-- Prompt --
Word for word, return every record that follows.

[Dataset entries]

PR #759, opened 2022-09-13
[DF] Support complex queries with multiple DISTINCT aggregates

andygrove:
Improves support for `COUNT(DISTINCT expr)` queries:

- Supports GROUP BY
- Supports COUNT DISTINCT on multiple expressions

### DIFF
--- a/dask_planner/Cargo.toml
+++ b/dask_planner/Cargo.toml
@@ -9,19 +9,20 @@ edition = "2021"
 rust-version = "1.62"
 
 [dependencies]
-tokio = { version = "1.0", features = ["macros", "rt", "rt-multi-thread", "sync", "fs", "parking_lot"] }
-rand = "0.7"
-pyo3 = { version = "0.16.5", features = ["extension-module", "abi3", "abi3-py38"] }
 arrow = { version = "22.0.0", features = ["prettyprint"] }
-datafusion-sql = { git="https://github.com/apache/arrow-datafusion/", rev = "12.0.0-rc1" }
-datafusion-expr = { git="https://github.com/apache/arrow-datafusion/", rev = "12.0.0-rc1" }
-datafusion-common = { git="https://github.com/apache/arrow-datafusion/", rev = "12.0.0-rc1" }
-datafusion-optimizer = { git="https://github.com/apache/arrow-datafusion/", rev = "12.0.0-rc1" }
-uuid = { version = "0.8", features = ["v4"] }
+async-trait = "0.1.41"
+datafusion-common = { git = "https://github.com/apache/arrow-datafusion/", rev = "12.0.0-rc1" }
+datafusion-expr = { git = "https://github.com/apache/arrow-datafusion/", rev = "12.0.0-rc1" }
+datafusion-optimizer = { git = "https://github.com/apache/arrow-datafusion/", rev = "12.0.0-rc1" }
+datafusion-sql = { git = "https://github.com/apache/arrow-datafusion/", rev = "12.0.0-rc1" }
+env_logger = "0.9"
+log = "^0.4"
 mimalloc = { version = "*", default-features = false }
 parking_lot = "0.12"
-async-trait = "0.1.41"
-
+pyo3 = { version = "0.16.5", features = ["extension-module", "abi3", "abi3-py38"] }
+rand = "0.7"
+tokio = { version = "1.0", features = ["macros", "rt", "rt-multi-thread", "sync", "fs", "parking_lot"] }
+uuid = { version = "0.8", features = ["v4"] }
 
 [lib]
 crate-type = ["cdylib"]
--- a/dask_planner/Cargo.toml
+++ b/dask_planner/Cargo.toml
@@ -11,10 +11,10 @@ rust-version = "1.62"
 [dependencies]
 arrow = { version = "22.0.0", features = ["prettyprint"] }
 async-trait = "0.1.41"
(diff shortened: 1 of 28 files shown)


dask_planner/Cargo.toml
```diff
@@ -9,19 +9,20 @@ edition = "2021"
...
-tokio = { version = "1.0", features = ["macros", "rt", "rt-multi-thread", "sync", "fs", "parking_lot"] }
-rand = "0.7"
-pyo3 = { version = "0.16.5", features = ["extension-module", "abi3", "abi3-py38"] }
 arrow = { version = "22.0.0", features = ["prettyprint"] }
-datafusion-sql = { git="https://github.com/apache/arrow-datafusion/", rev = "12.0.0-rc1" }
-datafusion-expr = { git="https://github.com/apache/arrow-datafusion/", rev = "12.0.0-rc1" }
-datafusion-common = { git="https://github.com/apache/arrow-datafusion/", rev = "12.0.0-rc1" }
-datafusion-optimizer = { git="https://github.com/apache/arrow-datafusion/", rev = "12.0.0-rc1" }
-uuid = { version = "0.8", features = ["v4"] }
+async-trait = "0.1.41"
```
andygrove, line 13: I ran `cargo tomlfmt` here and added new dependencies on `log` and `env_logger`

dask_planner/src/sql/logical/aggregate.rs
```diff
@@ -45,47 +45,64 @@ impl PyAggregate {
...
     #[pyo3(name = "getAggregationFuncName")]
     pub fn agg_func_name(&self, expr: PyExpr) -> PyResult<String> {
-        match expr.expr {
-            Expr::AggregateFunction { fun, .. } => Ok(fun.to_string()),
-            Expr::AggregateUDF { fun, .. } => Ok(fun.name.clone()),
-            _ => Err(py_type_err(
-                "Encountered a non Aggregate type in agg_func_name",
-            )),
-        }
+        _agg_func_name(&expr.expr)
```
andygrove, line 48: The refactoring here is to support aliased aggregate expressions

dask_planner/Cargo.toml
```diff
@@ -9,19 +9,20 @@ edition = "2021"
...
-tokio = { version = "1.0", features = ["macros", "rt", "rt-multi-thread", "sync", "fs", "parking_lot"] }
-rand = "0.7"
-pyo3 = { version = "0.17.1", features = ["extension-module", "abi3", "abi3-py38"] }
 arrow = { version = "22.0.0", features = ["prettyprint"] }
-datafusion-sql = { git="https://github.com/apache/arrow-datafusion/", rev = "12.0.0-rc1" }
-datafusion-expr = { git="https://github.com/apache/arrow-datafusion/", rev = "12.0.0-rc1" }
-datafusion-common = { git="https://github.com/apache/arrow-datafusion/", rev = "12.0.0-rc1" }
-datafusion-optimizer = { git="https://github.com/apache/arrow-datafusion/", rev = "12.0.0-rc1" }
-uuid = { version = "0.8", features = ["v4"] }
+async-trait = "0.1.41"
```
andygrove, line 13: I ran `cargo tomlfmt` hence the diff here. I also added `log` and `env_logger` dependencies

charlesbluca: Doesn't need to be done in this PR, but would we want a check like this to be run as part of the pre-commit hooks?

dask_planner/src/sql/logical/aggregate.rs
```diff
@@ -45,47 +45,64 @@ impl PyAggregate {
...
+fn _distinct_agg_expr(expr: &Expr) -> PyResult<bool> {
+    match expr {
+        Expr::Alias(expr, _) => _distinct_agg_expr(expr.as_ref()),
+        Expr::AggregateFunction {
+            fun: _,
+            args: _,
+            distinct,
+            filter: _,
+        } => Ok(*distinct),
+        _ => Err(py_type_err(
```
charlesbluca, line 103: Should we be returning some default value for `distinct` here when we encounter an `AggregateUDF`?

[/Dataset entries]

-- Result of this task --
PR #759, opened 2022-09-13
[DF] Support complex queries with multiple DISTINCT aggregates

andygrove:
Improves support for `COUNT(DISTINCT expr)` queries:

- Supports GROUP BY
- Supports COUNT DISTINCT on multiple expressions

### DIFF
--- a/dask_planner/Cargo.toml
+++ b/dask_planner/Cargo.toml
@@ -9,19 +9,20 @@ edition = "2021"
 rust-version = "1.62"
 
 [dependencies]
-tokio = { version = "1.0", features = ["macros", "rt", "rt-multi-thread", "sync", "fs", "parking_lot"] }
-rand = "0.7"
-pyo3 = { version = "0.16.5", features = ["extension-module", "abi3", "abi3-py38"] }
 arrow = { version = "22.0.0", features = ["prettyprint"] }
-datafusion-sql = { git="https://github.com/apache/arrow-datafusion/", rev = "12.0.0-rc1" }
-datafusion-expr = { git="https://github.com/apache/arrow-datafusion/", rev = "12.0.0-rc1" }
-datafusion-common = { git="https://github.com/apache/arrow-datafusion/", rev = "12.0.0-rc1" }
-datafusion-optimizer = { git="https://github.com/apache/arrow-datafusion/", rev = "12.0.0-rc1" }
-uuid = { version = "0.8", features = ["v4"] }
+async-trait = "0.1.41"
+datafusion-common = { git = "https://github.com/apache/arrow-datafusion/", rev = "12.0.0-rc1" }
+datafusion-expr = { git = "https://github.com/apache/arrow-datafusion/", rev = "12.0.0-rc1" }
+datafusion-optimizer = { git = "https://github.com/apache/arrow-datafusion/", rev = "12.0.0-rc1" }
+datafusion-sql = { git = "https://github.com/apache/arrow-datafusion/", rev = "12.0.0-rc1" }
+env_logger = "0.9"
+log = "^0.4"
 mimalloc = { version = "*", default-features = false }
 parking_lot = "0.12"
-async-trait = "0.1.41"
-
+pyo3 = { version = "0.16.5", features = ["extension-module", "abi3", "abi3-py38"] }
+rand = "0.7"
+tokio = { version = "1.0", features = ["macros", "rt", "rt-multi-thread", "sync", "fs", "parking_lot"] }
+uuid = { version = "0.8", features = ["v4"] }
 
 [lib]
 crate-type = ["cdylib"]
--- a/dask_planner/Cargo.toml
+++ b/dask_planner/Cargo.toml
@@ -11,10 +11,10 @@ rust-version = "1.62"
 [dependencies]
 arrow = { version = "22.0.0", features = ["prettyprint"] }
 async-trait = "0.1.41"
(diff shortened: 1 of 28 files shown)


dask_planner/Cargo.toml
```diff
@@ -9,19 +9,20 @@ edition = "2021"
...
-tokio = { version = "1.0", features = ["macros", "rt", "rt-multi-thread", "sync", "fs", "parking_lot"] }
-rand = "0.7"
-pyo3 = { version = "0.16.5", features = ["extension-module", "abi3", "abi3-py38"] }
 arrow = { version = "22.0.0", features = ["prettyprint"] }
-datafusion-sql = { git="https://github.com/apache/arrow-datafusion/", rev = "12.0.0-rc1" }
-datafusion-expr = { git="https://github.com/apache/arrow-datafusion/", rev = "12.0.0-rc1" }
-datafusion-common = { git="https://github.com/apache/arrow-datafusion/", rev = "12.0.0-rc1" }
-datafusion-optimizer = { git="https://github.com/apache/arrow-datafusion/", rev = "12.0.0-rc1" }
-uuid = { version = "0.8", features = ["v4"] }
+async-trait = "0.1.41"
```
andygrove, line 13: I ran `cargo tomlfmt` here and added new dependencies on `log` and `env_logger`

dask_planner/src/sql/logical/aggregate.rs
```diff
@@ -45,47 +45,64 @@ impl PyAggregate {
...
     #[pyo3(name = "getAggregationFuncName")]
     pub fn agg_func_name(&self, expr: PyExpr) -> PyResult<String> {
-        match expr.expr {
-            Expr::AggregateFunction { fun, .. } => Ok(fun.to_string()),
-            Expr::AggregateUDF { fun, .. } => Ok(fun.name.clone()),
-            _ => Err(py_type_err(
-                "Encountered a non Aggregate type in agg_func_name",
-            )),
-        }
+        _agg_func_name(&expr.expr)
```
andygrove, line 48: The refactoring here is to support aliased aggregate expressions

dask_planner/Cargo.toml
```diff
@@ -9,19 +9,20 @@ edition = "2021"
...
-tokio = { version = "1.0", features = ["macros", "rt", "rt-multi-thread", "sync", "fs", "parking_lot"] }
-rand = "0.7"
-pyo3 = { version = "0.17.1", features = ["extension-module", "abi3", "abi3-py38"] }
 arrow = { version = "22.0.0", features = ["prettyprint"] }
-datafusion-sql = { git="https://github.com/apache/arrow-datafusion/", rev = "12.0.0-rc1" }
-datafusion-expr = { git="https://github.com/apache/arrow-datafusion/", rev = "12.0.0-rc1" }
-datafusion-common = { git="https://github.com/apache/arrow-datafusion/", rev = "12.0.0-rc1" }
-datafusion-optimizer = { git="https://github.com/apache/arrow-datafusion/", rev = "12.0.0-rc1" }
-uuid = { version = "0.8", features = ["v4"] }
+async-trait = "0.1.41"
```
andygrove, line 13: I ran `cargo tomlfmt` hence the diff here. I also added `log` and `env_logger` dependencies

charlesbluca: Doesn't need to be done in this PR, but would we want a check like this to be run as part of the pre-commit hooks?

dask_planner/src/sql/logical/aggregate.rs
```diff
@@ -45,47 +45,64 @@ impl PyAggregate {
...
+fn _distinct_agg_expr(expr: &Expr) -> PyResult<bool> {
+    match expr {
+        Expr::Alias(expr, _) => _distinct_agg_expr(expr.as_ref()),
+        Expr::AggregateFunction {
+            fun: _,
+            args: _,
+            distinct,
+            filter: _,
+        } => Ok(*distinct),
+        _ => Err(py_type_err(
```
charlesbluca, line 103: Should we be returning some default value for `distinct` here when we encounter an `AggregateUDF`?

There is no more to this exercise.